Le téléphone d'Agatha sonna. Le nom de Bertrand s'afficha sur l'écran.
« Excusez-moi, ...oui, ...deux minutes, .... » Agatha sortit de la pièce et se dirigea vers le fond du couloir.
« Oui, je t'écoute. ....Oui, ça va... Quoi ? Non, je n'ai pas pris de décision. De toute façon, je n'ai pas envie d'avorter, tu le sais. Quoi... ? Mais tu plaisantes ? Non, il n'en est pas question, on en a déjà parlé…Ecoute-moi ! » s'exclama-t-elle soudain. Puis, dans une espèce de feulement de bête sauvage, elle poursuivit :
« Ecoute-moi, j'ai envie de le garder cet enfant, que tu le veuilles ou non, tu peux faire ce que tu veux, ça m'est égal, j'irai jusqu'à terme et ne fais plus ch... avec ça ! »

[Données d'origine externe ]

PR #955, opened 2019-05-06
Enable learning tests in CI test workflow

cygnusv:


.circleci/config.yml
```diff
@@ -386,24 +337,15 @@ jobs:
             pipenv run pytest --cov=nucypher --cov-report xml:reports/coverage.xml $(circleci tests glob "tests/blockchain/eth/contracts/**/test_*.py" | circleci tests split --split-by=timings)
       - capture_test_results
 
-  config:
+  basics:
```
KPrasch: Heh - that's a funny lump of tests.  What made you group these together?

.circleci/config.yml
```diff
@@ -416,36 +358,34 @@ jobs:
...
       - run:
-          name: Character Tests
+          name: Nucypher CLI Tests
           command: |
-            pipenv run pytest --cov=nucypher --cov-report xml:reports/coverage.xml $(circleci tests glob "tests/characters/**/test_*.py" | circleci tests split --split-by=timings)
+            pipenv run pytest --cov=nucypher --cov-report xml:reports/coverage.xml $(circleci tests glob "tests/cli/**/test_*.py" | circleci tests split --split-by=timings)
       - capture_test_results
 
-  learning:
+  tests_ok:
```
KPrasch: Also interesting - Why the extra step?  Is the green / red success not enough indication, or is this a matter of making the "fan-in" logic more maintainable?

cygnusv: Yeah, it's purely cosmetic, to collect all test jobs in a single entry point for subsequent jobs.

.circleci/config.yml
cygnusv: I tried to reduce the number of containers. Previous jobs bundled in basics wasted a total of 4 or 5 containers, and now it's reduced to only one. They were short test modules abreast anyway. My heuristic was to get all jobs to last for at least 1 minute; otherwise, they were sufficiently small to be bundled.

KPrasch: Gotcha - so more or less these are all the fastest tests.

Elle raccrocha. Agatha s'aperçut alors que la porte à côté d'elle dans ce fond de couloir était resté entrouverte. Et dans l'entrebâillement, elle surprit le regard d'Alexei .
Son téléphone vibra ; elle lut le message :« Réunion d'urgence en salle Alpha ». Sans un mot, elle se retourna et quitta les lieux.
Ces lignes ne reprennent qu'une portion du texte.